**ACTION ITEM:**
The entries below must be retyped in full. Keep every word the same.

**ENTRIES SHOWN:**
PR #49, opened 2014-04-11
Unit tests for teams controller

txels:
...more angular unit tests.

I've also added JS test coverage. Once tests are run (or they can be run continuously with `karma start`) an HTML coverage report is generated in `coverage/`.

### DIFF
--- a/aliases
+++ b/aliases
@@ -1,0 +1,3 @@
+alias bower=./node_modules/bower/bin/bower
+alias jshint=./node_modules/jshint/bin/jshint
+alias karma=./node_modules/karma-cli/bin/karma
--- a/requirements/npm-modules.txt
+++ b/requirements/npm-modules.txt
@@ -1,7 +1,0 @@
-bower==1.2.8           # front-end package manager
-less==1.4.2            # LESS/CSS compiler
-karma==0.12.6          # Javascript test runner
-karma-cli              # CLI for karma
-karma-coverage==0.2.1  # coverage reporter for karma
-phantomjs==1.9.1-0     # headless browser
-jshint==2.3.0          # JS code style check and lint
--- a/requirements/npm-modules.txt
+++ b/requirements/npm-modules.txt
@@ -1,5 +1,7 @@
 bower==1.2.8           # front-end package manager
 less==1.4.2            # LESS/CSS compiler
-karma==0.10.9          # Javascript test runner
+karma==0.12.6          # Javascript test runner
+karma-cli              # CLI for karma
+karma-coverage==0.2.1  # coverage reporter for karma
 phantomjs==1.9.1-0     # headless browser
 jshint==2.3.0          # JS code style check and lint
--- a/.gitignore
+++ b/.gitignore
@@ -7,6 +7,7 @@
 tags
 .ropeproject/
 /assets/lib
+/node_modules/
 
 # This may be a sublime thing
 .project
@@ -15,6 +16,7 @@ tags
 .coverage
 .tox
 /cover
+/coverage
 /docs/build
 /ployst.egg-info
 /static
--- a/.travis.yml
+++ b/.travis.yml
@@ -2,8 +2,6 @@ language: python
 python: 2.7
 install:
   - pip install tox==1.7.1
-  - npm install -d
-  - npm install -g bower
-  - bower install
+  - npm install
 script:
   - tox
--- a/fabfile.py
+++ b/fabfile.py
@@ -1,29 +1,9 @@
 from os import environ
-from os.path import dirname, exists, join
+from os.path import dirname, exists
 from fabric.api import abort, local, task
-from fabric.contrib.console import confirm
 
 
 THIS_DIR = dirname(__file__)
-
-
-def install_from_file(command, filename, version_separator,
-                      command_opts=''):
-    """
-    Install requirement from a file with the given command.
-
-    The files use the standard version separator '==' which will get
-    replaced with whatever you pass in here in `version_separator`.
-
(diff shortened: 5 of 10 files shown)


alexcouper:
I think I'm being slow...but how do you get the coverage to work?

I ran `fab develop` and then `tox` and got coverage missing warnings.

Here's the output from running `karam start --single-run`

```
WARN [reporter]: Can not load "coverage", it is not registered!
  Perhaps you are missing some plugin?
INFO [karma]: Karma v0.10.10 server started at http://localhost:9876/
INFO [launcher]: Starting browser PhantomJS
WARN [preprocess]: Can not load "coverage", it is not registered!
  Perhaps you are missing some plugin?
INFO [PhantomJS 1.9.7 (Mac OS X)]: Connected on socket KnlcNA67urpx9Ixl42fB
PhantomJS 1.9.7 (Mac OS X): Executed 6 of 6 SUCCESS (0.121 secs / 0.037 secs)
```

txels:
For the time being `tox` does not install npm requirements within its virtual env and relies on global installs. Whereas `fab develop` installs these in your _local npm_ in the virtualenv. I have yet to update package.json for the travis build to work.

Check whether you are actually running the `karma` binary in your virtualenv (apparently not, as you are running an older version than the one installed by `fab develop`):

``` bash
$ workon ployst   # that's my virtualenv's name
$ which karma
/home/carles/.virtualenvs/ployst/bin/karma
$ karma start --single-run
WARN [karma]: Port 9876 in use
INFO [karma]: Karma v0.12.6 server started at http://localhost:9877/
```

requirements/npm-modules.txt
```diff
@@ -1,5 +1,7 @@
 bower==1.2.8           # front-end package manager
 less==1.4.2            # LESS/CSS compiler
-karma==0.10.9          # Javascript test runner
+karma==0.12.6          # Javascript test runner
+karma-cli              # CLI for karma
```
txels: newer versions of `karma` do not install a binary `karma` in the path, you need `karma-cli` for that.

alexcouper:
Looks like the `-g` in npm install screws with the upgrade. And unsurprisingly slow - it means install it globally - rather than in the VM!

Is it OK if we remove that `-g` option? 

```
(ployst)➜  ployst git:(carles/angular-tests) ✗ which karma
/Users/alex/.virtualenvs/ployst/bin/karma
(ployst)➜  ployst git:(carles/angular-tests) ✗ /Users/alex/.virtualenvs/ployst/bin/karma --version
Karma version: 0.10.10
(ployst)➜  ployst git:(carles/angular-tests) ✗ npm install -g karma@0.12.6
npm http GET https://registry.npmjs.org/karma/0.12.6
...
<Removed all the subsequent 304/GET requests>
...
npm http 304 https://registry.npmjs.org/options
(ployst)➜  ployst git:(carles/angular-tests) ✗ /Users/alex/.virtualenvs/ployst/bin/karma --version
Karma version: 0.10.10
```

Then, without the -g:

```
(ployst)➜  ployst git:(carles/angular-tests) ✗ /Users/alex/.virtualenvs/ployst/bin/karma --version
Karma version: 0.10.10
(ployst)➜  ployst git:(carles/angular-tests) ✗ npm install karma@0.12.6
npm http GET https://registry.npmjs.org/karma/0.12.6
...
<Removed all the subsequent 304/GET requests>
...
(ployst)➜  ployst git:(carles/angular-tests) ✗ /Users/alex/.virtualenvs/ployst/bin/karma --version
Karma version: 0.12.6
```

txels:
if you have run `nodeenv -p`, `which npm` should point to an npm version within your virtualenv. In that case, `npm install -g` installs packages within your virtualenv, and ensures binaries are installed in your virtualenv's `bin`.

`npm install` without -g, on the contrary, will just download in your working directory's `node_modules/` and won't care about ensuring scripts are in the path (bower, less, jshint, karma-cli... we rely on those commands being installed in the path, and some even complain if they are not `npm WARN prefer global jshint@2.3.0 should be installed with -g`). So they end up in places like `./node_modules/karma-cli/bin/karma`. We could just not care and always do a local install and always use that relative path. I will try that. It goes together with https://github.com/pretenders/ployst/pull/51/files but includes a little more work.

alexcouper:
```
(ployst)➜  ployst git:(alex/pre-commit) ✗ which npm
/Users/alex/.virtualenvs/ployst/bin/npm
```

I'm going to try and build the venv again from scratch.

txels:
I've simplified the whole npm dependency management process. Everything is now _npm-native_ (dependencies only in `package.json`) and relies on just `npm install`. You don't even need `nodeenv` now, just a decently up to date version of `node` (0.10) and `npm` (1.4) in your system. `tox` and `travis` are happy with the new setup. Builds are fast. `fab develop` also is.

On the flip side, all scripts are also installed only locally (in `node_modules` but not in the path - `jshint`, `bower`, `less`...) so invoking them is more cumbersome (e.g. `./node_modules/karma-cli/bin/karma`).

alexcouper:
Should we create some aliases?

alexcouper:
Oh you beat me to it!

aliases
```diff
@@ -0,0 +1,3 @@
+alias bower=./node_modules/bower/bin/bower
+alias jshint=./node_modules/jshint/bin/jshint
+alias karma=./node_modules/karma-cli/bin/karma
```
txels, line 3: these are just for my convenience.

alexcouper:
Ideally we'd ensure that we have node and npm available on your system and install if not available.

**TASK RESULT:**
PR #49, opened 2014-04-11
Unit tests for teams controller

txels:
...more angular unit tests.

I've also added JS test coverage. Once tests are run (or they can be run continuously with `karma start`) an HTML coverage report is generated in `coverage/`.

### DIFF
--- a/aliases
+++ b/aliases
@@ -1,0 +1,3 @@
+alias bower=./node_modules/bower/bin/bower
+alias jshint=./node_modules/jshint/bin/jshint
+alias karma=./node_modules/karma-cli/bin/karma
--- a/requirements/npm-modules.txt
+++ b/requirements/npm-modules.txt
@@ -1,7 +1,0 @@
-bower==1.2.8           # front-end package manager
-less==1.4.2            # LESS/CSS compiler
-karma==0.12.6          # Javascript test runner
-karma-cli              # CLI for karma
-karma-coverage==0.2.1  # coverage reporter for karma
-phantomjs==1.9.1-0     # headless browser
-jshint==2.3.0          # JS code style check and lint
--- a/requirements/npm-modules.txt
+++ b/requirements/npm-modules.txt
@@ -1,5 +1,7 @@
 bower==1.2.8           # front-end package manager
 less==1.4.2            # LESS/CSS compiler
-karma==0.10.9          # Javascript test runner
+karma==0.12.6          # Javascript test runner
+karma-cli              # CLI for karma
+karma-coverage==0.2.1  # coverage reporter for karma
 phantomjs==1.9.1-0     # headless browser
 jshint==2.3.0          # JS code style check and lint
--- a/.gitignore
+++ b/.gitignore
@@ -7,6 +7,7 @@
 tags
 .ropeproject/
 /assets/lib
+/node_modules/
 
 # This may be a sublime thing
 .project
@@ -15,6 +16,7 @@ tags
 .coverage
 .tox
 /cover
+/coverage
 /docs/build
 /ployst.egg-info
 /static
--- a/.travis.yml
+++ b/.travis.yml
@@ -2,8 +2,6 @@ language: python
 python: 2.7
 install:
   - pip install tox==1.7.1
-  - npm install -d
-  - npm install -g bower
-  - bower install
+  - npm install
 script:
   - tox
--- a/fabfile.py
+++ b/fabfile.py
@@ -1,29 +1,9 @@
 from os import environ
-from os.path import dirname, exists, join
+from os.path import dirname, exists
 from fabric.api import abort, local, task
-from fabric.contrib.console import confirm
 
 
 THIS_DIR = dirname(__file__)
-
-
-def install_from_file(command, filename, version_separator,
-                      command_opts=''):
-    """
-    Install requirement from a file with the given command.
-
-    The files use the standard version separator '==' which will get
-    replaced with whatever you pass in here in `version_separator`.
-
(diff shortened: 5 of 10 files shown)


alexcouper:
I think I'm being slow...but how do you get the coverage to work?

I ran `fab develop` and then `tox` and got coverage missing warnings.

Here's the output from running `karam start --single-run`

```
WARN [reporter]: Can not load "coverage", it is not registered!
  Perhaps you are missing some plugin?
INFO [karma]: Karma v0.10.10 server started at http://localhost:9876/
INFO [launcher]: Starting browser PhantomJS
WARN [preprocess]: Can not load "coverage", it is not registered!
  Perhaps you are missing some plugin?
INFO [PhantomJS 1.9.7 (Mac OS X)]: Connected on socket KnlcNA67urpx9Ixl42fB
PhantomJS 1.9.7 (Mac OS X): Executed 6 of 6 SUCCESS (0.121 secs / 0.037 secs)
```

txels:
For the time being `tox` does not install npm requirements within its virtual env and relies on global installs. Whereas `fab develop` installs these in your _local npm_ in the virtualenv. I have yet to update package.json for the travis build to work.

Check whether you are actually running the `karma` binary in your virtualenv (apparently not, as you are running an older version than the one installed by `fab develop`):

``` bash
$ workon ployst   # that's my virtualenv's name
$ which karma
/home/carles/.virtualenvs/ployst/bin/karma
$ karma start --single-run
WARN [karma]: Port 9876 in use
INFO [karma]: Karma v0.12.6 server started at http://localhost:9877/
```

requirements/npm-modules.txt
```diff
@@ -1,5 +1,7 @@
 bower==1.2.8           # front-end package manager
 less==1.4.2            # LESS/CSS compiler
-karma==0.10.9          # Javascript test runner
+karma==0.12.6          # Javascript test runner
+karma-cli              # CLI for karma
```
txels: newer versions of `karma` do not install a binary `karma` in the path, you need `karma-cli` for that.

alexcouper:
Looks like the `-g` in npm install screws with the upgrade. And unsurprisingly slow - it means install it globally - rather than in the VM!

Is it OK if we remove that `-g` option? 

```
(ployst)➜  ployst git:(carles/angular-tests) ✗ which karma
/Users/alex/.virtualenvs/ployst/bin/karma
(ployst)➜  ployst git:(carles/angular-tests) ✗ /Users/alex/.virtualenvs/ployst/bin/karma --version
Karma version: 0.10.10
(ployst)➜  ployst git:(carles/angular-tests) ✗ npm install -g karma@0.12.6
npm http GET https://registry.npmjs.org/karma/0.12.6
...
<Removed all the subsequent 304/GET requests>
...
npm http 304 https://registry.npmjs.org/options
(ployst)➜  ployst git:(carles/angular-tests) ✗ /Users/alex/.virtualenvs/ployst/bin/karma --version
Karma version: 0.10.10
```

Then, without the -g:

```
(ployst)➜  ployst git:(carles/angular-tests) ✗ /Users/alex/.virtualenvs/ployst/bin/karma --version
Karma version: 0.10.10
(ployst)➜  ployst git:(carles/angular-tests) ✗ npm install karma@0.12.6
npm http GET https://registry.npmjs.org/karma/0.12.6
...
<Removed all the subsequent 304/GET requests>
...
(ployst)➜  ployst git:(carles/angular-tests) ✗ /Users/alex/.virtualenvs/ployst/bin/karma --version
Karma version: 0.12.6
```

txels:
if you have run `nodeenv -p`, `which npm` should point to an npm version within your virtualenv. In that case, `npm install -g` installs packages within your virtualenv, and ensures binaries are installed in your virtualenv's `bin`.

`npm install` without -g, on the contrary, will just download in your working directory's `node_modules/` and won't care about ensuring scripts are in the path (bower, less, jshint, karma-cli... we rely on those commands being installed in the path, and some even complain if they are not `npm WARN prefer global jshint@2.3.0 should be installed with -g`). So they end up in places like `./node_modules/karma-cli/bin/karma`. We could just not care and always do a local install and always use that relative path. I will try that. It goes together with https://github.com/pretenders/ployst/pull/51/files but includes a little more work.

alexcouper:
```
(ployst)➜  ployst git:(alex/pre-commit) ✗ which npm
/Users/alex/.virtualenvs/ployst/bin/npm
```

I'm going to try and build the venv again from scratch.

txels:
I've simplified the whole npm dependency management process. Everything is now _npm-native_ (dependencies only in `package.json`) and relies on just `npm install`. You don't even need `nodeenv` now, just a decently up to date version of `node` (0.10) and `npm` (1.4) in your system. `tox` and `travis` are happy with the new setup. Builds are fast. `fab develop` also is.

On the flip side, all scripts are also installed only locally (in `node_modules` but not in the path - `jshint`, `bower`, `less`...) so invoking them is more cumbersome (e.g. `./node_modules/karma-cli/bin/karma`).

alexcouper:
Should we create some aliases?

alexcouper:
Oh you beat me to it!

aliases
```diff
@@ -0,0 +1,3 @@
+alias bower=./node_modules/bower/bin/bower
+alias jshint=./node_modules/jshint/bin/jshint
+alias karma=./node_modules/karma-cli/bin/karma
```
txels, line 3: these are just for my convenience.

alexcouper:
Ideally we'd ensure that we have node and npm available on your system and install if not available.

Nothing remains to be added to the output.